La crise sanitaire a contribué à une résurgence de l’antisémitisme et à une augmentation des crimes haineux antisémites au Canada et ailleurs dans le monde. Cette troublante résurgence s’est accentuée encore le printemps dernier dans la foulée des tensions entre Israël et le Hamas dans la bande de Gaza. On ne parle pas ici des critiques légitimes à l’égard des politiques d’Israël ou de la défense des droits du peuple palestinien, mais d’actes haineux que rien ne justifie.

« 2020 a eu le niveau le plus élevé de crimes antisémites jamais vu aux États-Unis, au Canada et en Europe [depuis la Seconde Guerre mondiale]. Mais alors que nous n’en sommes qu’à la moitié de l’année 2021, on a déjà atteint le niveau de crimes haineux atteint pour toute l’année 2020 », a souligné Irwin Cotler.

Citoyens juifs menacés, synagogues incendiées, monuments vandalisés, montée de l’extrême droite en ligne, propagande et théories du complot antisémites liant les Juifs à la pandémie… En temps d’épidémie, l’humain est souvent tenté de puiser dans les mêmes vieux puits ancestraux de la haine et de partir à la chasse aux boucs émissaires. Au Moyen Âge, au temps de la peste bubonique en Europe, on accusait déjà les Juifs d’empoisonner l’eau des puits. Au temps de la COVID-19, on les accuse d’avoir fabriqué le virus dans le cadre d’un vaste complot pour dominer le monde.

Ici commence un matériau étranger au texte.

PR #917, opened 2022-06-03
Generalize layout settings and mashup API for arbitrary visualizer composition

### LINKED ISSUE #794: Generalize API for persisting settings of stacked mashup visualizers
There are two main scenarios we are interested in covering here:
- Enable stacked mashup visualizer settings to persist
- Allow hierarchical composition of generic visualizers using "layout" mashups

`TableLayoutPanel` provided a first successful example of this, but the serialization/deserialization API needs to be generalised and moved to the `Design` package.

Serialization format should be kept as uniform as possible. Specifically, keep visualizer qualified type names specified in the layout file, even for stacked settings, and resolve them using the editor context on initialisation.

One challenge is to decide how to keep references to the source nodes that feed into the mashup. There are two options: either keep them at the top level with graph indices as now, or move references to the individual mashup settings.

Either way we probably prefer infrastructure serialization support and avoid propagating specific serialization logic to visualizer implementation code.

### LINKED ISSUE #938: Persist the settings of stacked trajectory traces
Creating image and point sequence mashups allows displaying of visualizer traces with support for specifying memory length in frames. Currently it is not possible to persist these settings, but piggybacking on top of #917 it would be useful to improve the point sequence mashup experience with this functionality.

### LINKED ISSUE #948: Visualizer elements do not propagate correctly for nodes with build dependencies
A visualizer element is defined as the `InspectBuilder` instance representing a specific workflow operator when debugging through the editor (i.e. when double-clicking the node). In most situations, this is simply the `InspectBuilder` which directly wraps the operator.

However, when working with build dependencies, group workflows or nested visualizer operators, the visualizer element is instead retrieved from the closest previous source (e.g. the output of the inner workflow, the source of the property mapping operator, etc). This is to avoid losing access to operator-specific visualizers when indirectly exposing specific node outputs to the top-level of a group, and to allow composition of visualizers at higher-levels, e.g. when using the `VisualizerSink` operator or mashups.

This functionality depends on correctly identifying which operators are "no-op" w.r.t. visualizers in the expression graph. It seems like the current rules do not take into account the case where an operator has build dependencies, i.e. property mapping nodes. This is because there is code generation of calls to ensure correct handling of subscriptions, etc, which is not considered in the detection algorithm inside `InspectBuilder`.

This is a subtle and easy to miss regression, so we should ensure we include a unit test to avoid silent future breaking changes.

glopesdev:
This PR introduces a fairly large code refactoring to unify what we previously called "mashup visualizers" and the regular type visualizers. In short, there is no longer a separation between these two concepts: all visualizers are simply type visualizers.

It also does away with the confusing terminology which existed between type visualizers that combine multiple sources (these now inherit from `MashupVisualizer`) and those visualizers which are designed to overlay some extra visualization on top of an existing base visualizer (these were previously also called "mashup visualizers", but they are now regular type visualizers, for clarity we introduce the suffix `Overlay` to refer to them).

Several bugs were fixed, and backwards compatibility features introduced, to minimize damage to existing layout visualizers.

Fixes #794
Fixes #948
Fixes #938


glopesdev:
For consistency, it would be great if visualizer mashups could go together with the `Visualizer` operator and `WorkflowOutput` (i.e. propagate mashup configurations into the top-level node).

glopesdev:
It looks like a few issues might still be present when reordering, or re-organizing visualizer mappings (e.g. with cut-paste):

image

glopesdev:
Given the flexibility of the current visualizer mapping strategy, it feels like we should take the opportunity to allow specifying which visualizer should be mapped to the mashup. There are a few options:
1. Use the visualizer type which is currently selected on the VisualizerMapping node.
2. Same as above, but explicitly store the type in the VisualizerMapping node properties, so the selection can be made independent of the layout file.
3. Explicitly instantiate the visualizer type in the workflow. This would imply listing all available visualizers in the toolbox, and creating a new general combinator that is able to propagate that visualizer type downstream.

I feel Both 2. and 3. would best approximate the goal of allowing a fully explicit instantiation of the visualizer mappings in the workflow. Option 2. would require only a minimal amount of work to the current core and editor, since it would be simply adding a property to the VisualizerMapping class.

Option 3. would require a set of classes and editor support, and might introduce new unknown problems down the road of implementation regarding the association between user-selected visualizers and a visualizer type explicit set in the workflow (and its settings).

PR #921, opened 2022-06-07
Add support for context-dependent renaming of subjects

### LINKED ISSUE #702: Add support for refactoring subject names
As workflows grow in size and complexity, it becomes more important to provide editor support for refactoring. The first low-hanging fruit is renaming subjects. Subjects are inherently linked by scope so that when the name of the declaration changes, it would be easy to find all the matching subscribe subjects and rename them too.

This could be exposed as a modal UI type editor of the subject name property. Another option is to use the entries in the toolbox itself to identify targets for rename using the context menu.

### LINKED ISSUE #933: Add editor support for finding subject definitions
In complex workflows it can be hard to understand where subjects are declared. We could re-use the "Go to definition" menu option on top of `SubscribeSubject` or `MulticastSubject` instances to allow the editor to find and move the focus to the definition for that subject.

glopesdev:
This PR adds support for context-dependent renaming of subjects across a workflow. The renaming itself happens through the matching subject node in the toolbox, either by right-clicking on the node, or pressing F2 in either the node or the search bar (supporting search and rename).

The operation will correctly identify the source of the subject declaration, and propagate the rename to all dependents and can be initiated either on the original declaration, or in any dependent (subscribe or multicast). Views are refreshed immediately upon rename and undo/redo is supported.

Fixes #702
Fixes #933


glopesdev:
Renaming should not go inside IncludeWorkflow nodes as they are read-only.

glopesdev:
This could also be a good opportunity to address #933

glopesdev:
It would be great to add a "Go to Definition" option also to the context menu for Subjects in the toolbox, so it becomes possible to quickly find the definitions of all listed subjects.

Furthermore, also for each subject listed in the toolbox, it would be great to list as auxiliary information the type of subject in parentheses.

PR #927, opened 2022-06-09
Allow specifying limits for rolling graph builder

### LINKED ISSUE #858: Visualizer graph builders should clear when sequence completes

Que l’on parle d’antisémitisme, d’islamophobie ou de toute autre forme de racisme, ces dangereuses variations sur la même haine sont aussi inacceptables que préoccupantes. D’où l’urgence de combattre collectivement ce fléau sans relâche et sur plusieurs fronts, comme l’ont répété plusieurs participants aux deux sommets.

Dans les écoles, dès le plus jeune âge. Dans les réseaux sociaux, avec des lois et des politiques permettant de mettre au pas ceux qui font de la haine un fonds de commerce. Dans les communautés qui vivent dans la peur, avec des mesures de prévention et de protection plus efficaces. Pour ne plus s’engouffrer davantage dans la mine du mal.